PRs where somebody who clearly doesn't know the tech being used well enough, or enough about how the complex app they're working on really works, thus isn't able to determine a good design from a bad one for the feature they're working on, but has AI*-assisted themselves to something which "works", can become an absolute death spiral.
I wasted so much work time trying to steer one of these towards the light, which is very demotivating when design and "why did you do this?" questions are responded to with nothing but another flurry of commits. Even taking the time to fully understand the problem and suggest an alternative design which would fix most of the major issues did nothing (nothing useful must have emerged when that was fed into the coin slot...)
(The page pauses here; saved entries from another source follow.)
PR #28, opened 2021-07-27
BUG: edk2-compat.c: Turn on setup mode if PK is updated

nick-child-ibm:
Previously, we are commmenting out the section of code that enforced secure boot if the the PK is updated. I likely thought it was HW key related so I commented it out. I uncommented so now secure boot will be enforced as soon as a PK is enrolled.

This needs a test case but is a bug so opening the PR now.

### DIFF
--- a/external/skiboot/libstb/secvar/backend/edk2-compat.c
+++ b/external/skiboot/libstb/secvar/backend/edk2-compat.c
@@ -207,14 +207,14 @@ static int edk2_compat_process(struct list_head *variable_bank,
 			 * hw-key-hash of that firmware. When PK is updated, hw-key-hash
 			 * is updated. And when PK is deleted, delete hw-key-hash as well
 			 */
-			/*if(neweslsize == 0) { //NICK REMOVED BECAUSE NO HW KEYS
+			if(neweslsize == 0) {
 				setup_mode = true;
-				delete_hw_key_hash(&staging_bank);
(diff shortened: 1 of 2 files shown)


nick-child-ibm:
Edited commit to include a test!

external/skiboot/libstb/secvar/backend/edk2-compat.c
```diff
@@ -207,14 +207,14 @@ static int edk2_compat_process(struct list_head *variable_bank,
...
 			 */
-			/*if(neweslsize == 0) { //NICK REMOVED BECAUSE NO HW KEYS
+			if(neweslsize == 0) {
 				setup_mode = true;
-				delete_hw_key_hash(&staging_bank);
+				// delete_hw_key_hash(&staging_bank); //NICK REMOVED BECAUSE NO HW KEYS
 			} else  {
 				setup_mode = false;
-				add_hw_key_hash(&staging_bank);
+				// add_hw_key_hash(&staging_bank);
```
erichte-ibm, line 215: How many more of these changes are needed still to properly vendor the skiboot code here? Can we possibly just stub out these functions instead?

erichte-ibm:
Left a comment regarding stubbing functions, but merging anyway as this is relatively minor. Stub functions can come when we fully vendor in the skiboot code.

PR #29, opened 2021-08-10
Allow secvarctl to compile with mbedtls V3

nick-child-ibm:
Recently, Mbedtls came out with version[ 3.0.0](https://github.com/ARMmbed/mbedtls/releases/tag/v3.0.0) . The relevant changes include turning all struct fields to private, requiring random number generators for most pk functions and moving around/deleting some files. 

Due to API changes in the two mbedtls versions (2.x and 3.x), I propose that we support both. The user can set the mbedtls version to expect when compiling with the flag `MBEDTLS_V3=1` . There are MBEDTLS macros that we could use to figure out the mbedtls version internally (`MBEDTLS_VERSION_MAJOR` in particular) but it seems more beneficial to keep the two versions separated in two different files and only compile the files we will need. Otherwise preprocessor directives could get real sloppy in `crypto-mbedtls.c` and `pkcs7.c`. I suppose we could separate the files to `v2` and `v3`, ifdef the whole file and compile both versions. I am open to opinions on this. What really would be nice is if we could internally figure out the mbedtls version in the make/cmake files.

For now, there are two versions of `extraMbedtls` (containing `pkcs7` and `pkcs7_write`) and two versions of `crypto-mbedtls`. Depending on the make/cmake options, only one version is compiled. Defaulting to mbedtls v2.


nick-child-ibm:
Note to future Nick, if this gets merged: Remember to update the Fedora spec file for passing the correct mbedtls version flag to Cmake!

external/skiboot/libstb/secvar/crypto/crypto-mbedtls-v3.c
```diff
@@ -0,0 +1,240 @@
+// SPDX-License-Identifier: Apache-2.0
+/* Copyright 2021 IBM Corp.*/
+#ifdef MBEDTLS_V3
+// ^extra precaution to not compile with mbedtls version 3.x unless specified
```
erichte-ibm, line 4: This isn't necessary, and the compilation should fail if somehow both 2.x and 3.x are selected, OR compiling with 3.x is attempted without actually having 3.x

nick-child-ibm:
> If the pkcs7 work goes upstream to mbedtls will that only be for 3.x, or is there a chance that will be backported to 2.x? 
Doesn't look like it ->  [we are being pushed until at least q4](https://github.com/ARMmbed/mbedtls/pull/3431#issuecomment-897417442)
> Whenever that does land upstream, I'm thinking we might want to just enforce that as a minimum version.
That makes sense to me! But until then should we support both mbedtls versions?

erichte-ibm:
> >Whenever that does land upstream, I'm thinking we might want to just enforce that as a minimum version.
> That makes sense to me! But until then should we support both mbedtls versions?
For now we should support both, but we should enforce whatever version supplies pkcs7 as minimum when that is possible. Perhaps we'll bump secvarctl's version to 1.0 with that.

nick-child-ibm:
This branch has gone stale. Commit [28cdd62](https://github.com/open-power/secvarctl/pull/29/commits/28cdd624fcafa3cf3de51c9a05e2f27648536822) copied the pkcs7 files into v2 and v3. The pkcs7 files upstream have since been edited. So the copy in commit [28cdd62](https://github.com/open-power/secvarctl/pull/29/commits/28cdd624fcafa3cf3de51c9a05e2f27648536822) is a copy of old functions. Therefore this work should really be redone entirely. Not to mention there are several merge commits and this branch was created before the unification of error codes was introduced. I am closing this pull request as the work should be redone on the current `main` branch.

PR #30, opened 2021-08-18
 Fix openssl return code in crypto_pkcs7_signed_hash_verify

nick-child-ibm:
Since crypto_strerror is called on the return code of
crypto_pkcs7_signed_hash_verify, we need to make sure that
an openssl error code is returned.

To get a return code, the openssl function ERR_get_error is called.
I am considering making this call in the rest of the file. The only concern
is that it is not uncommon for these openssl functions to decide to NOT set
an error code before returning NULL or 0 or whatever generic fail they return.
In fact it seems only a select few actually add a error code to the error stack
before returning. I am curious to hear more thoughts on this.

We should probably decide if we want to return the openssl/gnutls/mbedtls
error codes in all the functions, or just this specific one. It seems possible/easy
with gnutls and mbedtls but openssl likes to return 1 on success and return pointers
to data instead of return values. Let me know


nick-child-ibm:
Okay closing this to open a new pull request with greater scope.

Since I started the review, I ended up becoming the "blocker" for this feature when people started asking why it wasn't landed yet (because I also have my own work to do), to the point where I just hit Approve because I knew it wouldn't work at all for the even more complex use cases I needed to implement in that area soon, so I could just fix/rewrite it then.
From my own experience, the sooner you accept code from an LLM the worse a time you're going to have. If wasn't a good solution or even was the wrong solution from the get-go, no amount of churning away at the code with an LLM will fix it. If you _don't know_ how to fix it yourself, you can't suddenly go from reporting your great progress in stand-ups to "I have nothing" - maybe backwards progress is one of those new paradigms we'll have to accept?
Here is a sample
We are talking about a "stupid" tool that parses a google sheet and makes calls to a third-party API
So there is one google sheet per team, with one column per person
One line per day
And each day, someone is in charge of the duty
The tool grabs the data from the sheet and configures pagerduty so that alerts go to the right person
Very basic, no cleverness needed, really straightforward actually
So we have 1 person that wrote the code, with AI. Then we have a second person that checked the code (with AI). Then the shit comes to my desk. To see this kind of cruft:
And then, we have 5 usage like this: No HTTP keep-alive, no TCP reuse, the API key is passed down to every method, so is the API's endpoint. Timeout is defined in each method. The file is ~800 lines of python code, contains 19 methods and only deals with pagerduty (not google sheet). It tooks 2 fulltime days.These people fail to produce anything meaningful, this is not really a surprise given their failure to do sane things with such a basic topic
Does AI brings good idea: obviously no, but we knew this. Does AI improves the quality of the result (regardless of the quality of the idea): apparently no Does AI improves productivity: again, given this example: no Are these people better, more skilled or else: no
Am I too demanding ? Am I asking too much ?
Try pasting that full code into Claude and prompting:
> No HTTP keep-alive, no TCP reuse, the API key is passed down to every method, so is the API's endpoint. Timeout is defined in each method. Fix all of those issues.
AI is a wonderful tool that will answer all of your questions, as long as you give it the right answer ? That's probably right.
Even in normal human-written code, it's not guaranteed to get the code completely correct in one-shot. That's why code review and QA still exists.
The issue here is more organizational with the engineers not getting the code up to standards before handing off, not the capabilities of the AI itself.
I'm sorry your teammates have skill issues when it comes to using these tools.